Atomistic graph analysis of relevant proteins of SARS-CoV-2

The current global pandemic of COVID-19 has brought the causing pathogen family of coronaviruses back to the centre of attention. These viruses have already been linked to pandemic diseases, like the severe acute respiratory syndrome (SARS) in 2003 [13] and the Middle East respiratory syndrome (MERS) in 2012 [14]. The current disease, COVID-19, is responsible for over 26 million infections globally and over 850 thousand deaths (as of 01.09.2020) [source: WHO]. The responsible virus has been termed SARS-CoV-2 as it has an 82% genomic similarity with the SARS coronavirus [15,16]. Proteins of these viruses have aready been the focus of intense research to aid in drug discovery but the current situation has provided renewed urgency. Here, we use the theoretical methodologies underpinning ProteinLens to investigate the allosteric properties of the SARS-CoV-2 main protease Mpro (also called 3CL protease). We also give direct access to the results via interactive ProteinLens output pages. For detailed information, click on the box below.


Inhibiting the main protease (Mpro) of SARS-CoV-2 is of great interest in addressing the COVID-19 disease. The protein is essential for virus replication and drugs disrupting this process may provide an efficient treatment for COVID-19 patients. Although most efforts are centred on inhibiting the binding site, we report here on the allosteric communication pathways in the Mpro dimer as obtained by Bond-to-bond propensity and Markov transient analysis. When sourced from the active site (green), we obtain the allosteric properties of each bond and atom, from cold (blue scale) to hot (red scale) and further score residues to identify those that mediate interactions through the whole protein. You can interactively explore the figures below to see how the main protease behaves under allosteric regulation at the atomistic level through Bond-to-bond propensities and can find more details on this ProteinLens results page: NJMSBB.

We further score the sites of interest for significance by using the average residue quantile score and contrast them against randomly sampled sites (read more here). This allowed us to identify four putative allosteric hotspots on the protease as attractive alternative drug targets to the main binding site of the enzyme. Two of these sites identified with Bond-to-bond propensities are shown in the Figure below.

two protein structures and two square windows underneath showing allosteric hotspots
Fig. 1: Putative allosteric sites identified by Bond-to-bond propensities.

To explore our findings on the main protease interactively, you can follow this session ID: NJMSBB, which links to the Bond-to-bond propensity as well as Markov Transient analyses and further scoring results. For further details and a full list of residues in all four hotspots (only two of which are shown here), please also see the following preprint: Strömich, L., Wu, N., Barahona, M., & Yaliraki, S. N. (2020). Allosteric Hotspots in the Main Protease of SARS-CoV-2. BioRxiv, DOI: 2020.11.06.369439 (currently under review).

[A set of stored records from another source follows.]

PR #1023, opened 2019-07-08
Add  crashes callbacks functionality to test apps

AnastasiaKubova:

* [ ] ~Are tests passing locally?~
* [ ] ~Did you add unit tests if this modifies the UWP implementation?~

## Description

Add functionality to the WPF app for the following APIs: Events/callbacks, HasCrashedInLastSession, GetLastSessionErrorReportAsync, and user confirmation.

image

## Related PRs or issues

[AB#63633](https://dev.azure.com/msmobilecenter/454a20a9-dfe6-4c1f-8ae8-417f76adb472/_workitems/edit/63633)

### DIFF
--- a/Apps/Contoso.WPF.Demo/App.xaml.cs
+++ b/Apps/Contoso.WPF.Demo/App.xaml.cs
@@ -14,7 +14,7 @@ namespace Contoso.WPF.Demo
     /// </summary>
     public partial class App
     {
-        private const string LogTag = "AppCenterSasquatch";
+        private const string LogTag = "AppCenterDemo";
 
         protected override void OnStartup(StartupEventArgs e)
         {
@@ -22,7 +22,7 @@ namespace Contoso.WPF.Demo
             Crashes.ShouldAwaitUserConfirmation = ConfirmationHandler;
             Crashes.ShouldProcessErrorReport = ShouldProcess;
 
-            // Event handlers
+            // Event handlers.
             Crashes.SendingErrorReport += SendingErrorReportHandler;
             Crashes.SentErrorReport += SentErrorReportHandler;
             Crashes.FailedToSendErrorReport += FailedToSendErrorReportHandler;
@@ -60,8 +60,6 @@ namespace Contoso.WPF.Demo
         {
             AppCenterLog.Info(LogTag, "Sending error report");
             var report = e.Report;
-
-            // Test some values
             if (report.Exception != null)
             {
                 AppCenterLog.Info(LogTag, report.Exception.ToString());
@@ -72,8 +70,6 @@ namespace Contoso.WPF.Demo
         {
             AppCenterLog.Info(LogTag, "Sent error report");
             var report = e.Report;
-
-            // Test some values
             if (report.Exception != null)
             {
                 AppCenterLog.Info(LogTag, report.Exception.ToString());
@@ -88,8 +84,6 @@ namespace Contoso.WPF.Demo
         {
             AppCenterLog.Info(LogTag, "Failed to send error report");
             var report = e.Report;
-
-            // Test some values
             if (report.Exception != null)
             {
                 AppCenterLog.Info(LogTag, report.Exception.ToString());
--- a/Apps/Contoso.WPF.Demo/App.xaml.cs
+++ b/Apps/Contoso.WPF.Demo/App.xaml.cs
@@ -1,11 +1,12 @@
 // Copyright (c) Microsoft Corporation. All rights reserved.
 // Licensed under the MIT License.
 
+using System;
+using System.Globalization;
+using System.Windows;
 using Microsoft.AppCenter;
 using Microsoft.AppCenter.Analytics;
 using Microsoft.AppCenter.Crashes;
-using System;
-using System.Windows;
 
 namespace Contoso.WPF.Demo
 {
@@ -14,8 +15,6 @@ namespace Contoso.WPF.Demo
     /// </summary>
     public partial class App
     {
-        private const string LogTag = "AppCenterDemo";
-
         protected override void OnStartup(StartupEventArgs e)
         {
             AppCenter.LogLevel = LogLevel.Verbose;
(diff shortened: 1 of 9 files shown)


Apps/Contoso.WPF.Demo/MainWindow.xaml.cs
```diff
@@ -43,6 +43,7 @@ public MainWindow()
         private void UpdateState()
         {
             AppCenterEnabled.IsChecked = AppCenter.IsEnabledAsync().Result;
+            CrashesEnabled.IsChecked = Crashes.IsEnabledAsync().Result;
```
MatkovIvan: Good catch :+1:

Apps/Contoso.WPF.Demo/App.xaml.cs
```diff
@@ -13,10 +14,84 @@ namespace Contoso.WPF.Demo
...
+            Crashes.ShouldProcessErrorReport = ShouldProcess;
+
+            // Event handlers.
+            Crashes.SendingErrorReport += SendingErrorReportHandler;
+            Crashes.SentErrorReport += SentErrorReportHandler;
+            Crashes.FailedToSendErrorReport += FailedToSendErrorReportHandler;
             AppCenter.Start("f4e2a83d-3052-4884-8176-8b2c50277d16", typeof(Analytics), typeof(Crashes));
+            Crashes.HasCrashedInLastSessionAsync().ContinueWith(hasCrashed =>
+            {
+                AppCenterLog.Info(LogTag, "Crashes.HasCrashedInLastSession=" + hasCrashed.Result);
```
jaelim-ms: Please do not use `AppCenterLog` in Demo and Test app. This should use its own logging framework.

Apps/Contoso.WPF.Demo/App.xaml.cs
```diff
@@ -13,10 +14,84 @@ namespace Contoso.WPF.Demo
...
+            Crashes.GetLastSessionCrashReportAsync().ContinueWith(task =>
+            {
+                AppCenterLog.Info(LogTag, "Crashes.LastSessionCrashReport.Exception=" + task.Result?.Exception);
+            });
+        }
+
+        bool ShouldProcess(ErrorReport report)
+        {
+            AppCenterLog.Info(LogTag, "Determining whether to process error report");
+            return true;
```
jaelim-ms: Better to have a UI to set this value for testing. Add a UI component and have either `true` or `false` that could be selected by testers, persist it in the application and read the value in the method.
I'm not sure this isn't in scope but this will allow us to test ShouldProcess that returns both `true` and `false`.

Apps/Contoso.WPF.Demo/App.xaml.cs
```diff
@@ -13,10 +14,84 @@ namespace Contoso.WPF.Demo
     /// </summary>
     public partial class App
     {
+        private const string LogTag = "AppCenterDemo";
+
         protected override void OnStartup(StartupEventArgs e)
         {
             AppCenter.LogLevel = LogLevel.Verbose;
+            Crashes.ShouldAwaitUserConfirmation = ConfirmationHandler;
```
jaelim-ms: Simply return `true` unless you want to address my feedback below.

Apps/Contoso.WPF.Demo/App.xaml.cs
```diff
@@ -13,10 +14,84 @@ namespace Contoso.WPF.Demo
...
+            return true;
+        }
+
+        static void SendingErrorReportHandler(object sender, SendingErrorReportEventArgs e)
+        {
+            AppCenterLog.Info(LogTag, "Sending error report");
+            var report = e.Report;
+            if (report.Exception != null)
+            {
+                AppCenterLog.Info(LogTag, report.Exception.ToString());
```
jaelim-ms: Doesn't seem `report.Exception.ToString()` is useful. Please log at least error ID.

Apps/Contoso.WPF.Puppet/App.xaml.cs
```diff
@@ -14,14 +14,85 @@ namespace Contoso.WPF.Puppet
...
+        private const string LogTag = "AppCenterPuppet";
+
         protected override void OnStartup(StartupEventArgs e)
         {
             AppCenter.LogLevel = LogLevel.Verbose;
             AppCenter.SetLogUrl("https://in-integration.dev.avalanch.es");
-            Crashes.SendingErrorReport += (sender, args) => Console.WriteLine($@"[App] Sending report Id={args.Report.Id} Exception={args.Report.Exception}");
-            Crashes.SentErrorReport += (sender, args) => Console.WriteLine($@"[App] Sent report Id={args.Report.Id}");
-            Crashes.FailedToSendErrorReport += (sender, args) => Console.WriteLine($@"[App] FailedToSend report Id={args.Report.Id} Error={args.Exception}");
+            Crashes.ShouldAwaitUserConfirmation = ConfirmationHandler;
```
jaelim-ms: Same comments as Demo app. Please address all comments in Demo app here.

Apps/Contoso.WPF.Demo/App.xaml.cs
jaelim-ms: This is aligning with other platforms but probably a good to have one for testing in the future.

Apps/Contoso.WPF.Demo/App.xaml.cs
```diff
@@ -16,7 +18,49 @@ public partial class App
...
+            });
+            Crashes.GetLastSessionCrashReportAsync().ContinueWith(task =>
+            {
+                Log("Crashes.LastSessionCrashReport.Exception=" + task.Result?.Exception);
+            });
+        }
+
+        private static bool ConfirmationHandler()
+        {
+            Current.Dispatcher.Invoke(() =>
```
guperrot: This is blocking until we clicked, it works but it makes logging odd and the intent is to be "asynchronous" here.

guperrot: #1024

Rota, P. A., Oberste, M. S., Monroe, S. S., Nix, W. A., Campagnoli, R., Icenogle, J. P., … Bellini, W. J. (2003). Characterization of a novel coronavirus associated with severe acute respiratory syndrome. Science 300(5624) 1394-1399.
Zaki, A. M., van Boheemen, S., Bestebroer, T. M., Osterhaus, A. D. M. E., & Fouchier, R. A. M. (2012). Isolation of a Novel Coronavirus from a Man with Pneumonia in Saudi Arabia. New England Journal of Medicine 367(19) 1814-1820.
Wang, C., Liu, Z., Chen, Z., Huang, X., Xu, M., He, T., & Zhang, Z. (2020). The establishment of reference sequence for SARS-CoV-2 and variation analysis. Journal of Medical Virology 92 667-674.
Zhou, P., Yang, X.-L., Wang, X.-G., Hu, B., Zhang, L., Zhang, W., … Shi, Z.-L. (2020). A pneumonia outbreak associated with a new coronavirus of probable bat origin. Nature 579(7798) 270-273.